94 – Be Calm in Confrontation

One secret about life is that people rarely judge others for doing what is wrong, but mainly for not using a smooth tone of voice. This is unjust and unfair and puts bad leaders in power.

People who choose smooth talkers enslave themselves. They did the same with smooth-talking, compassionate, “understanding”, sympathetic Hitler—watch his speeches. Wicked men infiltrate organizations by being calm at all times.

Never judge others based on tone, but try to hone your own at least to some degree. If you can avoid raising your voice when not necessary, you will be attacked by predators less often and wicked men will like you, meaning that they won’t take up as much of your time arguing.

Some spunk, fire in the belly, and real communication is a good thing. But, don’t think that pretending to be “cross” or “angry” equates to dignity. It doesn’t. Being angry or carrying a face ready to scold is an unclassy and uneducated way of pretending to be “serious” or “important” or “in charge”. It is as a child’s view of the adult world; it looks that way, but that’s not how things actually are. The attitude “I’m being angry and that means I’m serious and that means I’m doing a good, responsible job of leading” is one of the most detrimental things an adult can do to a growing child.

Just be calm when you want to be taken seriously. The masses don’t lynch people for being calm and well-mannered, but for becoming unlaced, losing their cool, getting frazzled, having their feathers ruffled. Sometimes you can’t help it, Jesus doesn’t judge us for calmness, he won’t rescind stewardship for being calm at all times, but he doesn’t assign stewardship for it either.

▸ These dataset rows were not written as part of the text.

PR #4191, opened 2024-12-29
Stop mortars from colliding with "a floor" and then being "destroyed!".

Aliscans:
If the lava stream for Hellfire Mortar is shortened by an obstacle which is no longer there when the mortar reaches the spot, and the player sees it, this could give the message "The hellfire mortar collides with a floor and sinks back into the magma."

Omit the "collides with a floor " part unless the mortar hits a monster or "solid" terrain.

Remove the death message which followed this (which seemed redundant) and stop blaming a monster for the death. That is, change the killer_index in monster_die() to NON_MONSTER and the silent flag to true.

...

I don't have an opinion on the mechanics of Hellfire Mortar, but the messages seemed a bit off.

A mortar could collide with "a floor" (not even "the floor") if it ran out of magma. It called monster_die() with a killer_index of "true". As killer_index isn't a boolean, this was just some monster on the level. I've changed this to "no-one" and silenced the death message.

### DIFF
--- a/crawl-ref/source/mon-act.cc
+++ b/crawl-ref/source/mon-act.cc
@@ -1148,7 +1148,7 @@ static void _handle_hellfire_mortar(monster& mortar)
             if (i + 1 == path.size())
             {
                 simple_monster_message(mortar, " sinks back into the magma.");
-                monster_die(mortar, KILL_NON_ACTOR, true);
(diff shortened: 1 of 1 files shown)


gammafunk:
Merged, thanks for the PR!

PR #4192, opened 2024-12-29
Fix the way the scroller works when a menu grows.

Aliscans:
Previously, if a player had a spell library containing every spell, searching it for "hat" led to Shatter being selected. Searching for "a" after this led to Shatter still being selected, but only the top of the spell list being displayed.

This happened because UIMenu::update_items() resized item_info but didn't set the x, y, row or column fields, and UIMenu::get_item_region() relied on those being up to date.

Call UIMenu::do_layout() to fix it.


gammafunk:
Merged, thanks for the PR!

PR #4193, opened 2024-12-29
Use article_a() instead of "a article" in a few places.

Aliscans:
Replace "a %s" (and equivalent) with article_a() in some places where the noun can start with a vowel sound, or where the noun isn't clear from the context.

For instance, typing ?/i with the default setup now prints "Describe an item;" rather than "Describe a item;".


gammafunk:
Merged, thanks for the PR!

PR #4203, opened 2025-01-03
fix: Make spells that never miss unaffected by blindness

Flugkiller:
When a player is blinded, they can miss with spells that are supposed to never miss, such as Magic Dart, LRD, and Chain Lightning. This only applies to spells that solely rely on having AUTOMATIC_HIT as their to hit for this purpose (e.g. Fireball doesn't currently miss even when blinded, since it is an explosion). This commit makes sure that the aforementioned spells will be unaffected by blindness.


Implojin:
This PR seems reasonable based on the blindness change in 7051e9d3e0, thanks for the fix. :)

PR #4921, opened 2025-11-20
Stop stationary monsters pathfinding

CrawlOdds:
This is causing a bug where you can't rest behind a translucent wall from a stationary monster.


DracoOmega:
Merged, thanks!

PR #4924, opened 2025-11-23
Warn for riding crocodiles into traps

CrawlOdds:
The crocodiles were sometimes *too* surprising.


WizardIke:
This looks good to me. I don't seem to be able to get it to leak any information to the player, so I've gone ahead and merged it

Issue #4926, opened 2025-11-25
Crash on meeting orb of fire


powerbf:
**PLATFORM and OS or BROWSER:**
Webtiles (CPO)

**DCSS VERSION AND GAME INFORMATION:**
Trunk

**DESCRIPTION:**
Walking around Zot:1. Orb of Fire comes into view. Crash.

**EXTRA FILES:**
https://crawl.project357.org/morgue/MrDizzy/crash-MrDizzy-20251125-110136.txt

powerbf:
Have raised a PR for the fix. It was just a null pointer dereference. Easy fix.

pooka109:
This should be fixed as of cc7c8d0d9bc2f557f98c24aca2b87fac6e403b1f.

PR #4927, opened 2025-11-25
Fix crash (null pointer dereference) in _ench_animation (issue #4926)

powerbf:
Fix for crash reported in issue #4926 
Check mon is not null before calling mon->pos()


wheals:
Thank you!

PR #4935, opened 2025-12-01
Don't chaos lace or fire champion derived undead.

### LINKED ISSUE #4279: harlequin traps do not affect derived undead
local tiles

0.33-a0-802-g62b7471ca3

**DESCRIPTION:**
derived undead monsters can gain the "interlaced with chaos" status, but will not actually have chaotic attacks. this includes zombies and skeletons which do not have any special flavor melee attacks. i also tested this with the ignis fire champion status and it also does not affect derived undead

Hellmonk:
These statuses were not functional, so don't bother trying. 
Fixes #4279.


regret-index:
Managed in a different way in 3440744.

PR #4939, opened 2025-12-01
Rework death ego.

Hellmonk:
Make it work like command, which was a more successful design.


Hellmonk:
superseded by other commits

PR #4941, opened 2025-12-01
Preview attack delay in equip (SentientSupper)

Hellmonk:
Updated for the past ~2 years of changes and fixed some bugs. It may be better to expand the existing armour skill delay message to unworn equipment instead.

Closes #3715.


CrawlOdds:
I missed this one and did something very similar in 2f29fc7 - sorry!

PR #4948, opened 2025-12-04
Updated options_txt with talismans for autopickup

SenorGato:
I'm finally sitting down to write my own RC file, and I had to verify and validate that talismans are in fact %, and it works in the RC file.

I'm going through the entire options_guide, so there may be more PRs but I figured it was easiest to just send the simple one liner first to establish the process.


pooka109:
Applied; thanks.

If you can be cool and calm, that is a good thing. If you can’t, at least wish that you were. If someone else loses their cool, never demean or correct them; that is equally undignified. Help others to keep their cool as well. One sign of a well-mannered person is his ability to spread his calm demeanor to others. So, technically being calm isn’t enough, it must be rooted in strong, contagious love.